-- Available data follows --

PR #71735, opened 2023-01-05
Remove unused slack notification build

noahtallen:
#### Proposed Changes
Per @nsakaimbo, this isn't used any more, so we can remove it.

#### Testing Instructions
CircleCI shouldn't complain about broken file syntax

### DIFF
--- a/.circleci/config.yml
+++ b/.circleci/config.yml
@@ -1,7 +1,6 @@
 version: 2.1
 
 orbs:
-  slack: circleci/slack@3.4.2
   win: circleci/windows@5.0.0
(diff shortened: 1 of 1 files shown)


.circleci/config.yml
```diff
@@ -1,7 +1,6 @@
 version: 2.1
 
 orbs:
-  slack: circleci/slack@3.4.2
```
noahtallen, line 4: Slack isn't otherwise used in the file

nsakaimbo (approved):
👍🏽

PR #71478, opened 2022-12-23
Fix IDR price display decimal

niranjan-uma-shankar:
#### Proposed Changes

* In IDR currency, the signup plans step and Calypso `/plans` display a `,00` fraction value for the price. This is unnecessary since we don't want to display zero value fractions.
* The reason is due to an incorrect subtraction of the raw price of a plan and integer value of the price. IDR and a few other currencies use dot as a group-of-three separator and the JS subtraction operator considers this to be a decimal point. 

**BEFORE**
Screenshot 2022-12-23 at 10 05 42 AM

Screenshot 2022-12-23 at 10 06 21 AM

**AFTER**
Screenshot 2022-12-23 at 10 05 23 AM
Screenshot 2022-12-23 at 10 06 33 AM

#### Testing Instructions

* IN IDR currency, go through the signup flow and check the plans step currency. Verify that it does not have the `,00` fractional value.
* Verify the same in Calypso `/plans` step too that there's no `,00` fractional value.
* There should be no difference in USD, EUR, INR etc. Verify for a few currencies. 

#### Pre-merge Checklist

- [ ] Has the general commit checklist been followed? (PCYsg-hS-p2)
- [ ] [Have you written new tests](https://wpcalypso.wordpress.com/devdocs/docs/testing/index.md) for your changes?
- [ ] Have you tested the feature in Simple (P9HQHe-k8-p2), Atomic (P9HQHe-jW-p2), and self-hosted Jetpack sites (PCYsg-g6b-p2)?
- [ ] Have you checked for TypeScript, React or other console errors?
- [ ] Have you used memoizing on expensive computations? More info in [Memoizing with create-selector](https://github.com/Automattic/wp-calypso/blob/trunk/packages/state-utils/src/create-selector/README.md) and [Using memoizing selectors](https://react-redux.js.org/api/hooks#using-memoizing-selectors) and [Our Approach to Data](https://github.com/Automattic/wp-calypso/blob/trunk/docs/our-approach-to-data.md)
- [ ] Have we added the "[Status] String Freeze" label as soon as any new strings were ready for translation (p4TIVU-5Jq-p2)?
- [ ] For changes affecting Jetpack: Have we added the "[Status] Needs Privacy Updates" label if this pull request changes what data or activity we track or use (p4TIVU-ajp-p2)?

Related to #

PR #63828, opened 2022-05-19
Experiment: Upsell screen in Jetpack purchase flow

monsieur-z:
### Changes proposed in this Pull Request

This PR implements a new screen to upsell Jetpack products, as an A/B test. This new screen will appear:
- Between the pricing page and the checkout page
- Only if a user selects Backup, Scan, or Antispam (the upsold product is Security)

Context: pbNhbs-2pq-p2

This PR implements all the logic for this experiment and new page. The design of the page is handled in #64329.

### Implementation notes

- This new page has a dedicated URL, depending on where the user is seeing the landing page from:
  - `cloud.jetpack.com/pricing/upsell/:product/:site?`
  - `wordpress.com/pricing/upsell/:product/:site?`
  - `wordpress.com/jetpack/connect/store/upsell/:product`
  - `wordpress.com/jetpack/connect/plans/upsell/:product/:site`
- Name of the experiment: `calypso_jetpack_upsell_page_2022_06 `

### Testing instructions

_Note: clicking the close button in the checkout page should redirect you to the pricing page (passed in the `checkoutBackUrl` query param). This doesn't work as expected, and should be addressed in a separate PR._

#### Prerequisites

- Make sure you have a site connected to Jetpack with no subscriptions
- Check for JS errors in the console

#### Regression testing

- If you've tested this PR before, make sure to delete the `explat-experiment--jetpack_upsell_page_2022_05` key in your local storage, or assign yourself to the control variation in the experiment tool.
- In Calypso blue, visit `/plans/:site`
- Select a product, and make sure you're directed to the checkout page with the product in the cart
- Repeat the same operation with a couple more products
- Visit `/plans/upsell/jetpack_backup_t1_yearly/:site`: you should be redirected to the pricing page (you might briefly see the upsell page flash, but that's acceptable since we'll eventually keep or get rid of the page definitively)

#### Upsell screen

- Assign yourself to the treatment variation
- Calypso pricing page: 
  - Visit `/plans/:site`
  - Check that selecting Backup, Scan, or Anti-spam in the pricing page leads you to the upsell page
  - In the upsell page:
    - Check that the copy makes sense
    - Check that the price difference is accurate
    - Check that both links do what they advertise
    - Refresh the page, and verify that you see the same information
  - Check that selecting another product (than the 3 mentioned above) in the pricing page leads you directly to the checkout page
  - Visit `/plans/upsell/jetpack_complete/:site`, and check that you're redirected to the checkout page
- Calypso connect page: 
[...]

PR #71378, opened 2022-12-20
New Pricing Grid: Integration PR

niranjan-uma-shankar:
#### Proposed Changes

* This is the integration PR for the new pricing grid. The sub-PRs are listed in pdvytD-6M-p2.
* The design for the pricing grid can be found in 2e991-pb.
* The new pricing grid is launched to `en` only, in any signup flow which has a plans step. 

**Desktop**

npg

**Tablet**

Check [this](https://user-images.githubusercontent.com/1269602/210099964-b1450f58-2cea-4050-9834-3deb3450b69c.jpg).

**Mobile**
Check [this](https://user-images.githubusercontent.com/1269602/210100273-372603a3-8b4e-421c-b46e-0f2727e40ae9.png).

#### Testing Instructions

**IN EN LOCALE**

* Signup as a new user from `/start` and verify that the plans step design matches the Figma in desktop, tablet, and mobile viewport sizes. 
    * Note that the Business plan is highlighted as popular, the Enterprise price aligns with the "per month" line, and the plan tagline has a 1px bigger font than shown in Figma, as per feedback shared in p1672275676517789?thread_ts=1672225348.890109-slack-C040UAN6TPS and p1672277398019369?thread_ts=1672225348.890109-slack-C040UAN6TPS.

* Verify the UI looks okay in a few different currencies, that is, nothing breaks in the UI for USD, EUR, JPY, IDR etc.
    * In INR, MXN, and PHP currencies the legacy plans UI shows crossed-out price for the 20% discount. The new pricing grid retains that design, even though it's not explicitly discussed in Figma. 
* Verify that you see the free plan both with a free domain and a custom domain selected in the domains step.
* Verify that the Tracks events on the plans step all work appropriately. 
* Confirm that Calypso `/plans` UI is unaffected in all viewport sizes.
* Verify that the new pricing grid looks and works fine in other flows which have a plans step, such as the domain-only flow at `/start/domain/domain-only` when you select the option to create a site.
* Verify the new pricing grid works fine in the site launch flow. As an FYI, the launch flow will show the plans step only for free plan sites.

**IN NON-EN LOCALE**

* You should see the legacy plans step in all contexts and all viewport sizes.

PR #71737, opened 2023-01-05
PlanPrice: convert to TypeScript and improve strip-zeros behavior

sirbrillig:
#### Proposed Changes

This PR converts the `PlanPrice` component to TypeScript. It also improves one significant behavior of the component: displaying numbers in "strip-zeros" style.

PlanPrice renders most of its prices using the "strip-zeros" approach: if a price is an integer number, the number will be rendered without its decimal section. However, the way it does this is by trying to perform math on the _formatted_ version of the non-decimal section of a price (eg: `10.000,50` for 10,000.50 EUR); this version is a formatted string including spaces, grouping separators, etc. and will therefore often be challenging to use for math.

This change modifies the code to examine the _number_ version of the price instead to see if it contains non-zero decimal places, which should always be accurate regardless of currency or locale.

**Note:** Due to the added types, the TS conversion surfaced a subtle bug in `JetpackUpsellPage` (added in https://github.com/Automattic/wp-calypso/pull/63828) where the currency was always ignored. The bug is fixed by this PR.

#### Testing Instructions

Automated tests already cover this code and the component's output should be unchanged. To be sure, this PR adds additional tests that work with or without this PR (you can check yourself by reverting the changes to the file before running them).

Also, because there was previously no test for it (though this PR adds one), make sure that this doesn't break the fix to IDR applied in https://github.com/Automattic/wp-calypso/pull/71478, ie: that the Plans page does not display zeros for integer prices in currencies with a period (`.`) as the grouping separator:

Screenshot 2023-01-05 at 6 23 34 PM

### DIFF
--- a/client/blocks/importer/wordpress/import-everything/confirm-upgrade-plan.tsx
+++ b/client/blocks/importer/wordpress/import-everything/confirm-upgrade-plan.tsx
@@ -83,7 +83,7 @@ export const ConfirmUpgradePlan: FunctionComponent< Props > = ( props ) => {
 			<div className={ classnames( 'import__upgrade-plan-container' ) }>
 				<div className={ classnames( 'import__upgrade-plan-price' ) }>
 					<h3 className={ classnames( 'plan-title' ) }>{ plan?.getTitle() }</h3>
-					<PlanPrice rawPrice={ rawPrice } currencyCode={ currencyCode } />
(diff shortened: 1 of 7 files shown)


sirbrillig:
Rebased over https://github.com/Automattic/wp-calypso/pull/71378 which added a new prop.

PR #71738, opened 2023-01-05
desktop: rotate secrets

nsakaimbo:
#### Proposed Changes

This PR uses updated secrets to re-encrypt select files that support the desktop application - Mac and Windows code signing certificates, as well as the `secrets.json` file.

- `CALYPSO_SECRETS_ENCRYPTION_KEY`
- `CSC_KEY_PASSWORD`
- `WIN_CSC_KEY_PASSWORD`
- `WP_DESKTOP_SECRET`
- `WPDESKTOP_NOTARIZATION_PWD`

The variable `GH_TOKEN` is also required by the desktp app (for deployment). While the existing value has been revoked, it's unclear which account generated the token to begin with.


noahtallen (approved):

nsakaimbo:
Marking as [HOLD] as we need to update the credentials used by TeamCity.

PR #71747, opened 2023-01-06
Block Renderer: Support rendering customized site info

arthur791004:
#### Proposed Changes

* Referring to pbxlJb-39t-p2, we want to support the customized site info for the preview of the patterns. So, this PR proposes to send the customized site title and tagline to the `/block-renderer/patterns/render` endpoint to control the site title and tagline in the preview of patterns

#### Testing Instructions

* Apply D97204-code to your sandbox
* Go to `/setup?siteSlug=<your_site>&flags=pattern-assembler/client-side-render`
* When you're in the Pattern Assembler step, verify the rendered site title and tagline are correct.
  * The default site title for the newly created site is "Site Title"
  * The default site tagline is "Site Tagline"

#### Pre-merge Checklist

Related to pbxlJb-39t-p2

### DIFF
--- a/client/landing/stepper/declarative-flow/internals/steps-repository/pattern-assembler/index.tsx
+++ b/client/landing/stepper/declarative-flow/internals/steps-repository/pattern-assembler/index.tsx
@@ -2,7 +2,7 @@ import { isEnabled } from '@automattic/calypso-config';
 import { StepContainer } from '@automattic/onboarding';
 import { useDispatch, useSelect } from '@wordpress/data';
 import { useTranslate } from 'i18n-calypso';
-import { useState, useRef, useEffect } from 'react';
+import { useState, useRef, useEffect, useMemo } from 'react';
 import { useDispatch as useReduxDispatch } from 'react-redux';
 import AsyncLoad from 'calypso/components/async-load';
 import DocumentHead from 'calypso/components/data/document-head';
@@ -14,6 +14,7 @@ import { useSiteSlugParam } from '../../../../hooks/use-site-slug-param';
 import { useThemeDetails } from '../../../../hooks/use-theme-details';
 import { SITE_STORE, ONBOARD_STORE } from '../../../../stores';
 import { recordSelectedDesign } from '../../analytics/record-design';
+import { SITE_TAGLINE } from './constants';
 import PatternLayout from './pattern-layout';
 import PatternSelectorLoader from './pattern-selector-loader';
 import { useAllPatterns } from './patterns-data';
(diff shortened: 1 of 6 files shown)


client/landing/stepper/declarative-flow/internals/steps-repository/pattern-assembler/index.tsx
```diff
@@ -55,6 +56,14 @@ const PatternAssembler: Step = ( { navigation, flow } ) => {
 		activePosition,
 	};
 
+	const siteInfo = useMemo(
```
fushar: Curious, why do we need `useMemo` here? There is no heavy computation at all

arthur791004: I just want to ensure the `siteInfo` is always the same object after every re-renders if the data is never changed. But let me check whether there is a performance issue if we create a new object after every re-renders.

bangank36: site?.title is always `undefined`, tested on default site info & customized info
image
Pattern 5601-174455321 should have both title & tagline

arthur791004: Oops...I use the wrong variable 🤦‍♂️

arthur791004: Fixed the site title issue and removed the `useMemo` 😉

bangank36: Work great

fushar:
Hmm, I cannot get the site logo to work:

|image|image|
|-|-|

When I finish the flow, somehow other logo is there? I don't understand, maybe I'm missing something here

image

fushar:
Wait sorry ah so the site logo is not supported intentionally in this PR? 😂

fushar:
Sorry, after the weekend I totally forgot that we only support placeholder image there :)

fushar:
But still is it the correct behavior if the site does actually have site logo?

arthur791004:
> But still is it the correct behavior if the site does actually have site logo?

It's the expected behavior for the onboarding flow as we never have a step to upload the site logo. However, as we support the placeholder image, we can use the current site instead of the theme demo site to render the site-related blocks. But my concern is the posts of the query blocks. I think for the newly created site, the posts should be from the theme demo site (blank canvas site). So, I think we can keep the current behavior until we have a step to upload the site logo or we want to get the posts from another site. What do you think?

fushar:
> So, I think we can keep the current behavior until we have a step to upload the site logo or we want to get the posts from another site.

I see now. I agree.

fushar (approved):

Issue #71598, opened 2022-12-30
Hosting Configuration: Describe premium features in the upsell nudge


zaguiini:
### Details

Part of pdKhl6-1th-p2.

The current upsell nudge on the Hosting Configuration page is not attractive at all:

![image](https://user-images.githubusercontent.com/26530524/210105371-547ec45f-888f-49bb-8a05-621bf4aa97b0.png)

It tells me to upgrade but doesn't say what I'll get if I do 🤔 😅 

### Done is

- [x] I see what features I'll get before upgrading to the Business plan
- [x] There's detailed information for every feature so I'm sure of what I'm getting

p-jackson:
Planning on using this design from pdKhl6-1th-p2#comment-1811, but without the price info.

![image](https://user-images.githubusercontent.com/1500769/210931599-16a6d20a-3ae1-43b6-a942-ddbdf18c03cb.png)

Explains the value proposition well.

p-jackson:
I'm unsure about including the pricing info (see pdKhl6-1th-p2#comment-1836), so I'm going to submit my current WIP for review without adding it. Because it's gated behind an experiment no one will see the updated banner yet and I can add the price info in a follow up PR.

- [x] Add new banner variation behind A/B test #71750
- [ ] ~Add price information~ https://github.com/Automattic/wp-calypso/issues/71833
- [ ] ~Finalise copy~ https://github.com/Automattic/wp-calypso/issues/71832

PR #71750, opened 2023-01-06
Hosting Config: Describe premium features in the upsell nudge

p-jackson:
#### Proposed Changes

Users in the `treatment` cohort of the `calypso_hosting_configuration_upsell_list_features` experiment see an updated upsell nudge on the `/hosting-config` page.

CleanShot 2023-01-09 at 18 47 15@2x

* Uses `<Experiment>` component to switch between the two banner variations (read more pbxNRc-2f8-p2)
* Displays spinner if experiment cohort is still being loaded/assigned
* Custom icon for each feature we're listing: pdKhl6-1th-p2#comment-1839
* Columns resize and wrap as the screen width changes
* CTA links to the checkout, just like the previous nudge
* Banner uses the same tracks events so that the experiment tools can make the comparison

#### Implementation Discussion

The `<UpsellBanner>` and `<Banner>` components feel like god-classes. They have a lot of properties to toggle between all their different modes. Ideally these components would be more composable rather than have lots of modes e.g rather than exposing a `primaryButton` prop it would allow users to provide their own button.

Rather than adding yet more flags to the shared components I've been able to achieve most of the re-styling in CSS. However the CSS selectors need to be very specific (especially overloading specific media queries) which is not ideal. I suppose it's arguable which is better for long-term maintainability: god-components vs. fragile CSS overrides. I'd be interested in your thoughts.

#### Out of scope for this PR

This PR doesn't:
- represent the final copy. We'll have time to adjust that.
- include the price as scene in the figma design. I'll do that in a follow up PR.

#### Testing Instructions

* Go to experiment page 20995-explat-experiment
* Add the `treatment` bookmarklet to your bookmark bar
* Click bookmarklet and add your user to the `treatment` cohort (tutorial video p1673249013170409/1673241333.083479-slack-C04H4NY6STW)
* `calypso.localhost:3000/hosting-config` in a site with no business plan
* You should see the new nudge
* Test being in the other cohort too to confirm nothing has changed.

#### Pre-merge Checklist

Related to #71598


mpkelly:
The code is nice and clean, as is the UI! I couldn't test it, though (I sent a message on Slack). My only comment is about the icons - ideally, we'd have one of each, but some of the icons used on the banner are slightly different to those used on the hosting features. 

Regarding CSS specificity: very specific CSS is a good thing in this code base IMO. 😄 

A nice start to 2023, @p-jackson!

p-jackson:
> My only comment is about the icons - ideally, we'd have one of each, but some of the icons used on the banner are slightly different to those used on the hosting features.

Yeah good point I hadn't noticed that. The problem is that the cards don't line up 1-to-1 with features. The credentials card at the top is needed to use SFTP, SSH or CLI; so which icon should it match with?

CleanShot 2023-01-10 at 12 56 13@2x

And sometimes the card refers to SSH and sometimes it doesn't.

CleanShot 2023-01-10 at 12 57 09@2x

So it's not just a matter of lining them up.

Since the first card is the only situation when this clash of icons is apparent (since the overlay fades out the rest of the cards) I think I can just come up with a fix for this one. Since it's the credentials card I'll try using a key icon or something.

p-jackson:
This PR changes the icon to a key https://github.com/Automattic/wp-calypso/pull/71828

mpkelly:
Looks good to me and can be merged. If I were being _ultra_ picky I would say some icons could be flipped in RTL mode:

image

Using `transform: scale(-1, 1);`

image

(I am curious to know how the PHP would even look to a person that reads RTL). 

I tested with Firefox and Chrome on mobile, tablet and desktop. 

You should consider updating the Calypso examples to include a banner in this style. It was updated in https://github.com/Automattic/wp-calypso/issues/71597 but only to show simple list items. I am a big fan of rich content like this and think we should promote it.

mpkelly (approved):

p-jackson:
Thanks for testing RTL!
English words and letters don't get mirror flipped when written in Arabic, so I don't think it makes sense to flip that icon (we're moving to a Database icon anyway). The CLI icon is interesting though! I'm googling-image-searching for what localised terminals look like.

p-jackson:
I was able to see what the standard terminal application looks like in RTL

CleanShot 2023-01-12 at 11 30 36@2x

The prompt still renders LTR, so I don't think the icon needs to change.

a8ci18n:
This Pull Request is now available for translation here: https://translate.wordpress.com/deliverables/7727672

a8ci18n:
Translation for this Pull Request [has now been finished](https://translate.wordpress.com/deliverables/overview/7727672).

-- Available data concluded --

* **Exercise**
Starting at the line above that contains "fushar: Curious, why", write out each line exactly until the line that contains "arthur791004: I just" has been written, and stop there.

* **Task output**
fushar: Curious, why do we need `useMemo` here? There is no heavy computation at all

arthur791004: I just want to ensure the `siteInfo` is always the same object after every re-renders if the data is never changed. But let me check whether there is a performance issue if we create a new object after every re-renders.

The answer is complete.